Collected data entries
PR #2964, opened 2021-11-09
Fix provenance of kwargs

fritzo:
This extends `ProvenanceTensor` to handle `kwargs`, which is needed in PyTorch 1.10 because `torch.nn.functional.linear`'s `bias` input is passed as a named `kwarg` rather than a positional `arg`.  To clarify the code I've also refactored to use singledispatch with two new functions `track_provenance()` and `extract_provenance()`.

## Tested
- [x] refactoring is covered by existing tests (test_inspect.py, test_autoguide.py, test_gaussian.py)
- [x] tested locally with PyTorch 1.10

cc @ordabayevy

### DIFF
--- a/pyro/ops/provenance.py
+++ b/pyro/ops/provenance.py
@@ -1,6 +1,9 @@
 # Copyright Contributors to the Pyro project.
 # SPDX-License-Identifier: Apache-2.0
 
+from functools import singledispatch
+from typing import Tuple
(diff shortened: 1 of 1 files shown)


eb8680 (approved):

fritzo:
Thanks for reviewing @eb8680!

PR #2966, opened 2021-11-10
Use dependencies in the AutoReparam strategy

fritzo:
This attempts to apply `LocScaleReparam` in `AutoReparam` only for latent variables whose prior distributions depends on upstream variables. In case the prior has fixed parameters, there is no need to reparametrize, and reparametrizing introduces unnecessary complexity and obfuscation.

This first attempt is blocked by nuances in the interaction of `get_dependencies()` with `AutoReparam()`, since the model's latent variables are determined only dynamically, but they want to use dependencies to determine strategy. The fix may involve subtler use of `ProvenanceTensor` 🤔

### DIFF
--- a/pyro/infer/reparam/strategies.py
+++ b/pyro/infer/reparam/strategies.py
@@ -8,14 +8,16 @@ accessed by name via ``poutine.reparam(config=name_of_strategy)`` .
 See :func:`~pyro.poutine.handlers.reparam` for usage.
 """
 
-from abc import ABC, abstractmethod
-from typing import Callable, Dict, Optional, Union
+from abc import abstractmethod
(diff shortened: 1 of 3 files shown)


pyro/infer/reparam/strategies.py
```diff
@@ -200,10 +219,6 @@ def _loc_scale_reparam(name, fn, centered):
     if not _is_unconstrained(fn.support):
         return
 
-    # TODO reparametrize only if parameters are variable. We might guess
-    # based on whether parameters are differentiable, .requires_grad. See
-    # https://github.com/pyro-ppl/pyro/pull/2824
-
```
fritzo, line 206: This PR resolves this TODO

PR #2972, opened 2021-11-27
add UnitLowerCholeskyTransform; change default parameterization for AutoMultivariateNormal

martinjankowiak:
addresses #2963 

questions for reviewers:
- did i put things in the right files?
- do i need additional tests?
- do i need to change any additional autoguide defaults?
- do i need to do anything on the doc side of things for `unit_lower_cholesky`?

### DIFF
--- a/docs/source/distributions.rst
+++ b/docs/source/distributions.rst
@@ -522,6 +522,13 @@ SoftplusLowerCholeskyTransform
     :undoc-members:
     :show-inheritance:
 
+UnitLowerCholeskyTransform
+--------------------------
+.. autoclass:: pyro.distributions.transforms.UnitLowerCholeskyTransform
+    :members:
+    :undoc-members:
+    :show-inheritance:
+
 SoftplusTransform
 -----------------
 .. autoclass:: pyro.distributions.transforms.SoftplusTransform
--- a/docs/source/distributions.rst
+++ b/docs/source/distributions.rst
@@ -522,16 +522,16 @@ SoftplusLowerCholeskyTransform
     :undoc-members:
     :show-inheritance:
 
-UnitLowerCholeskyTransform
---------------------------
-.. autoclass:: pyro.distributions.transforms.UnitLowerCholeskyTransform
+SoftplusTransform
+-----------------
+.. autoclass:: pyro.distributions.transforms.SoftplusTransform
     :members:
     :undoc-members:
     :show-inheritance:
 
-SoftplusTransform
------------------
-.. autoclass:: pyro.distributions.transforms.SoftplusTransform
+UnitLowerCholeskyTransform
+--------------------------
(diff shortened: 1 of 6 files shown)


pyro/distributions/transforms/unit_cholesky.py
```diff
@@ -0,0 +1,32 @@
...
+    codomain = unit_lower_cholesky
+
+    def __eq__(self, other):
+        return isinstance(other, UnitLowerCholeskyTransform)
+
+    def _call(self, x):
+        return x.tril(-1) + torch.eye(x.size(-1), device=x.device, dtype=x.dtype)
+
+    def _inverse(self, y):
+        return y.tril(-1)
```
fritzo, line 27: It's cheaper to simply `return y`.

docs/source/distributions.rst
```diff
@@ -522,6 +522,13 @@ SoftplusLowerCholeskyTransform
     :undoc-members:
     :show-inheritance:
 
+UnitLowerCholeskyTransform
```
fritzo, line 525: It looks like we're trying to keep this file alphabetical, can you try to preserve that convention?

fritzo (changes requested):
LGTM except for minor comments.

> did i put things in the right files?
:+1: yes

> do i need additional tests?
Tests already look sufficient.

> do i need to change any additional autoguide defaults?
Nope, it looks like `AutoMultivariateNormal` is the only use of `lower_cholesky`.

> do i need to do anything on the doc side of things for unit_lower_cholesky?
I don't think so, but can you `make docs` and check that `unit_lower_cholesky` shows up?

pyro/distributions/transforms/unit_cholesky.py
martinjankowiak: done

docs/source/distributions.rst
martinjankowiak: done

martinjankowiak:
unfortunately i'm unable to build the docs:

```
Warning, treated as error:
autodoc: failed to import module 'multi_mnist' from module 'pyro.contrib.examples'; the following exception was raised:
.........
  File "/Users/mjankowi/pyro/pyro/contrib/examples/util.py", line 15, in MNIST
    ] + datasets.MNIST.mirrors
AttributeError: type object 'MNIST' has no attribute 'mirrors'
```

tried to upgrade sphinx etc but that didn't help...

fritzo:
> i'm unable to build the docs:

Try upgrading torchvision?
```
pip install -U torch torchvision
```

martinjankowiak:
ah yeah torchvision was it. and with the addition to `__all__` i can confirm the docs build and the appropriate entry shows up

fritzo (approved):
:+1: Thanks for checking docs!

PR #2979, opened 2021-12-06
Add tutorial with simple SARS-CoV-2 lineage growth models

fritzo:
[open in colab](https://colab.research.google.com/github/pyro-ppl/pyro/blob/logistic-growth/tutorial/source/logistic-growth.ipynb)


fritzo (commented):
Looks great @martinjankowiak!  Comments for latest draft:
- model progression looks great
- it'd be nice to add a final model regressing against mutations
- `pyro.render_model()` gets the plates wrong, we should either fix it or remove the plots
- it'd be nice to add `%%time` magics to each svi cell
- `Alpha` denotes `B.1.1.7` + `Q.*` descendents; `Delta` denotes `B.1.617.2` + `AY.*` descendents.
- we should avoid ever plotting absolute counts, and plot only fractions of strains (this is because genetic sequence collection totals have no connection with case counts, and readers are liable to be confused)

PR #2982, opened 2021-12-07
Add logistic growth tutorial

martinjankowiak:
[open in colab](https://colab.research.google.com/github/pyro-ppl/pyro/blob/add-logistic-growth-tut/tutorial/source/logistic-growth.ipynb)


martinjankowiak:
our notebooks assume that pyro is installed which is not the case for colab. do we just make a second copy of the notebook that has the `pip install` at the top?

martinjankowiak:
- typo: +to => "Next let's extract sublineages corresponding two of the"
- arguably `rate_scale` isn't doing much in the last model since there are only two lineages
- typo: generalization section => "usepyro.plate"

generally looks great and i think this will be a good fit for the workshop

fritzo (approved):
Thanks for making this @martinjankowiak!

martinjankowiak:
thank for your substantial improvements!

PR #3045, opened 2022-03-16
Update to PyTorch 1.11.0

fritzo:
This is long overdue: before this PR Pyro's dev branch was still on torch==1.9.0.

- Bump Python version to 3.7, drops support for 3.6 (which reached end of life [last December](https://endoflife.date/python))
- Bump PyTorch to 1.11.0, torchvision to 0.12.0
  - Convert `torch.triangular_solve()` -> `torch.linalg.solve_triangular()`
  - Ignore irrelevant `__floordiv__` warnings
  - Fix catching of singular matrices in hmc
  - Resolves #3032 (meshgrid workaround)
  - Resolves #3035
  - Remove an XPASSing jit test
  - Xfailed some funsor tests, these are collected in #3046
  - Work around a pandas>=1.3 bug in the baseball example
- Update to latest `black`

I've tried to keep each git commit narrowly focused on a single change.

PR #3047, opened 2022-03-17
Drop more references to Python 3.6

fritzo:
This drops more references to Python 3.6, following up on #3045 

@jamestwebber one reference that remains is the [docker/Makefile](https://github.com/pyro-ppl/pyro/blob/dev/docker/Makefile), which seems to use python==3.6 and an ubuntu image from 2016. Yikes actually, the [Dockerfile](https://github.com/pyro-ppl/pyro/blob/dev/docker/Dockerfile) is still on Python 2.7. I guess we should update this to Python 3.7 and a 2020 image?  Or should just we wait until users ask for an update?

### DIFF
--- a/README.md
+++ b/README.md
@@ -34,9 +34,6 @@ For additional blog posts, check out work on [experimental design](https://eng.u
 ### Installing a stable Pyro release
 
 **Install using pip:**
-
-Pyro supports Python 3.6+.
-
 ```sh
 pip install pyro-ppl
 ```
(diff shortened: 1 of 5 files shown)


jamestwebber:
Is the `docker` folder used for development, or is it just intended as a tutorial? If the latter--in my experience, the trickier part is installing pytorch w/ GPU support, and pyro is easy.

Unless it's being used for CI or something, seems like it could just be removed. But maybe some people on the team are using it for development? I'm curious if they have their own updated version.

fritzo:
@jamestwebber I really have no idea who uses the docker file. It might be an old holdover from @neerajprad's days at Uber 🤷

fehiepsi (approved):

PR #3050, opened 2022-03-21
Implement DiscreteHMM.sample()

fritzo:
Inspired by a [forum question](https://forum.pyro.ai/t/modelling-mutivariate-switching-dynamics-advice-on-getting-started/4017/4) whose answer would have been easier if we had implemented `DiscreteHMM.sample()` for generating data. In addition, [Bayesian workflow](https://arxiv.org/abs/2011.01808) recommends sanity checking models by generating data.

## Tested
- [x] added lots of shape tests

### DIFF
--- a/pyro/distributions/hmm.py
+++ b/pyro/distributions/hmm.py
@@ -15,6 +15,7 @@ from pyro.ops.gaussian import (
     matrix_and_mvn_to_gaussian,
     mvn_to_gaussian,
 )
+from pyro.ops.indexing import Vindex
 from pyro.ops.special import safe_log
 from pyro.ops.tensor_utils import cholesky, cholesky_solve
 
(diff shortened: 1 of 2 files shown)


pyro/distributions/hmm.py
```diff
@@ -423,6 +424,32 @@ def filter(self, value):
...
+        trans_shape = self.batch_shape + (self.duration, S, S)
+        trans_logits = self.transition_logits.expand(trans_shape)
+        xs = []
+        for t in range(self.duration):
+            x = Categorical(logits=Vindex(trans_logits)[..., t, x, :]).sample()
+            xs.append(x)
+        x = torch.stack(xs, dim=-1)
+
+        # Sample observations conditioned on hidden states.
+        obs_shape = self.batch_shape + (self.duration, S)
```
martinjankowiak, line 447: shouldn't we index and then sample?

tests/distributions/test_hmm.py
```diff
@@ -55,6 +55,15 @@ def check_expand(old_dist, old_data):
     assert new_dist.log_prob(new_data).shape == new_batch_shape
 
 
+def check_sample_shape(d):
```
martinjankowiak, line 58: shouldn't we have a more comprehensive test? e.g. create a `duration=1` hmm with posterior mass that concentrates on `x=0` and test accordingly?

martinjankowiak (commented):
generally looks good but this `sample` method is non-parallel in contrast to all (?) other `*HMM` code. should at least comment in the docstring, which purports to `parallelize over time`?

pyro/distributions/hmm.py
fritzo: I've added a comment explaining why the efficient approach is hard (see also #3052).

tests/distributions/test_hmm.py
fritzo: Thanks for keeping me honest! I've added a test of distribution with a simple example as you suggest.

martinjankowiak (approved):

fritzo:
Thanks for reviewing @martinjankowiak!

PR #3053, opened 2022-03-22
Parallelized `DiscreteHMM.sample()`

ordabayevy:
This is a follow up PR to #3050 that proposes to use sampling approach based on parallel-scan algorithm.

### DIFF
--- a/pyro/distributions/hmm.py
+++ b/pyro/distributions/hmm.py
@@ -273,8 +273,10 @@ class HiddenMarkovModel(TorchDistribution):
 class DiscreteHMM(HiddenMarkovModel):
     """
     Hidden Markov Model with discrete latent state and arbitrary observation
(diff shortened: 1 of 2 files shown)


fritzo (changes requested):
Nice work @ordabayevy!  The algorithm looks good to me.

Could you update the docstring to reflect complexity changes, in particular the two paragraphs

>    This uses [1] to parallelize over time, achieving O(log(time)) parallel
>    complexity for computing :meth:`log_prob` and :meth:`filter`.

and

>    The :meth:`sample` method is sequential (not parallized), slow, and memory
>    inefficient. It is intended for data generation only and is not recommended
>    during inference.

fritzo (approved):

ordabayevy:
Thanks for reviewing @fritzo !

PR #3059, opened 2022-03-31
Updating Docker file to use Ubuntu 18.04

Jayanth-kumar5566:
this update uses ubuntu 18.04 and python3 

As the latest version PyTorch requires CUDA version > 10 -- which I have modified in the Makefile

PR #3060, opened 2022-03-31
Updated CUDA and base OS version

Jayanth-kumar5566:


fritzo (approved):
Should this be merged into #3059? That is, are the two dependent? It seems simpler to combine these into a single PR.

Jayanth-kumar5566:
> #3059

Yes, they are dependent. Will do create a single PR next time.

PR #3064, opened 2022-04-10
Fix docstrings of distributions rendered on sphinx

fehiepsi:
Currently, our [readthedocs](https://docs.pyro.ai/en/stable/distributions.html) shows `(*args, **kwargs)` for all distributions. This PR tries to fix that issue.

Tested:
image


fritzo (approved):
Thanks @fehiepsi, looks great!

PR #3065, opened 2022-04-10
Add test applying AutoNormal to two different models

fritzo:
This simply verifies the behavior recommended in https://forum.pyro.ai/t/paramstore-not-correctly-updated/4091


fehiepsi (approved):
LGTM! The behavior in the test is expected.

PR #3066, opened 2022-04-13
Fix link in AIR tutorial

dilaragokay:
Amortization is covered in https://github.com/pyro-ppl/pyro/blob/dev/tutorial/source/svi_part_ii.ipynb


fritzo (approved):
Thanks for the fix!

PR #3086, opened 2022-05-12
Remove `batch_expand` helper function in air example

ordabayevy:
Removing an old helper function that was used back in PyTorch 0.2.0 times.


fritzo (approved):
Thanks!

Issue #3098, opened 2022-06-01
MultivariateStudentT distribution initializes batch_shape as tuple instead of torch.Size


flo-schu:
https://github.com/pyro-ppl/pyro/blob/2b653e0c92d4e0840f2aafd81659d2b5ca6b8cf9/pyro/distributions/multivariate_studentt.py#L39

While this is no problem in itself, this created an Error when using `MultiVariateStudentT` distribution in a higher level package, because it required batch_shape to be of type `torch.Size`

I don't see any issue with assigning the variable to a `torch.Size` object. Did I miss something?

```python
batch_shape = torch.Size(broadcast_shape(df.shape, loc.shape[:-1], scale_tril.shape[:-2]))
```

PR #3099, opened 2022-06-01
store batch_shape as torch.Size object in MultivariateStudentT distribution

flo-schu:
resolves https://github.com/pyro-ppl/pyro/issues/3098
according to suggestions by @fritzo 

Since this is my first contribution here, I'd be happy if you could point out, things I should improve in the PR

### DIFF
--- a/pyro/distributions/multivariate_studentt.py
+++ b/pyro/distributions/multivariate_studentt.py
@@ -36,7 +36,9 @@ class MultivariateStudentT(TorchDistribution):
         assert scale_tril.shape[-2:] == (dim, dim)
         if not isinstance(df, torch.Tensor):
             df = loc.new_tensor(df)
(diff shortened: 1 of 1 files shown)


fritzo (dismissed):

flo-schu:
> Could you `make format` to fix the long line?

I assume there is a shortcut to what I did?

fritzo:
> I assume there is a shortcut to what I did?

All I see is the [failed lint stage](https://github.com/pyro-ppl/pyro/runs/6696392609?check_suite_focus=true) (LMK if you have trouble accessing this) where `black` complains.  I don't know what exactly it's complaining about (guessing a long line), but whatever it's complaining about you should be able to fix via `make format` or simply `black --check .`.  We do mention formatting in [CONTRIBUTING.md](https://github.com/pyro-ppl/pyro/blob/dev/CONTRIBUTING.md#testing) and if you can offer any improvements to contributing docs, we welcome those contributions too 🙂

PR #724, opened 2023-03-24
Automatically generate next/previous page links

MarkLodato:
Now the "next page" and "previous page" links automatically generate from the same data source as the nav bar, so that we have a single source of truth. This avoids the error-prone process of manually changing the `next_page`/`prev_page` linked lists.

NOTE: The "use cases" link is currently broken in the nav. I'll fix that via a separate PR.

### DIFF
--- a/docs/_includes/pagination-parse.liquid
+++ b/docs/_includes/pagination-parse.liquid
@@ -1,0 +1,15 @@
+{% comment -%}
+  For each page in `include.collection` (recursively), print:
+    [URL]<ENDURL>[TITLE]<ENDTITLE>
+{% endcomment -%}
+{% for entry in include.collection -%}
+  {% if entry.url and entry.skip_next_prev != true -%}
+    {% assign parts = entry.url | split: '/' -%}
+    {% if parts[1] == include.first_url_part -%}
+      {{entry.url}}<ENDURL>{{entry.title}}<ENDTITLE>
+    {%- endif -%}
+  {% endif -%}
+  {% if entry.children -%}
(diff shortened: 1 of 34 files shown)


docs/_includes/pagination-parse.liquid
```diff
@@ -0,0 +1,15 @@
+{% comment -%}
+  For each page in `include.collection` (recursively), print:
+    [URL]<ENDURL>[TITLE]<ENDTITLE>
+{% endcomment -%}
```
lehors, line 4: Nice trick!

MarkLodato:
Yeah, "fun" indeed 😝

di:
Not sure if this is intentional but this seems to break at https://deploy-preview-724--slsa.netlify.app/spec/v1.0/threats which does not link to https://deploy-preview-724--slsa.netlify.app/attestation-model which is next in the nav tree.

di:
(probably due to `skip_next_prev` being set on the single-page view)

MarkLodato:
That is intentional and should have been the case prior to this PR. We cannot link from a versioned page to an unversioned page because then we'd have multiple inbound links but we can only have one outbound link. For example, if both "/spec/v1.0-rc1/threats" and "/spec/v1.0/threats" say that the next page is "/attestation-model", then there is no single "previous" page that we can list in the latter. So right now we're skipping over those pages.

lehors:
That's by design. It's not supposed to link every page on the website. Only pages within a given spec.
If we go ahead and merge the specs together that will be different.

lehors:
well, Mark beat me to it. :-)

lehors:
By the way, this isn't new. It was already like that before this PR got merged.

▶ _Exercise_: Give back, verbatim, the lines from the top of the entries above through the line containing "# SPDX-License-Identifier: Apache-2.0".

▶ _Solution to the problem_:
PR #2964, opened 2021-11-09
Fix provenance of kwargs

fritzo:
This extends `ProvenanceTensor` to handle `kwargs`, which is needed in PyTorch 1.10 because `torch.nn.functional.linear`'s `bias` input is passed as a named `kwarg` rather than a positional `arg`.  To clarify the code I've also refactored to use singledispatch with two new functions `track_provenance()` and `extract_provenance()`.

## Tested
- [x] refactoring is covered by existing tests (test_inspect.py, test_autoguide.py, test_gaussian.py)
- [x] tested locally with PyTorch 1.10

cc @ordabayevy

### DIFF
--- a/pyro/ops/provenance.py
+++ b/pyro/ops/provenance.py
@@ -1,6 +1,9 @@
 # Copyright Contributors to the Pyro project.
 # SPDX-License-Identifier: Apache-2.0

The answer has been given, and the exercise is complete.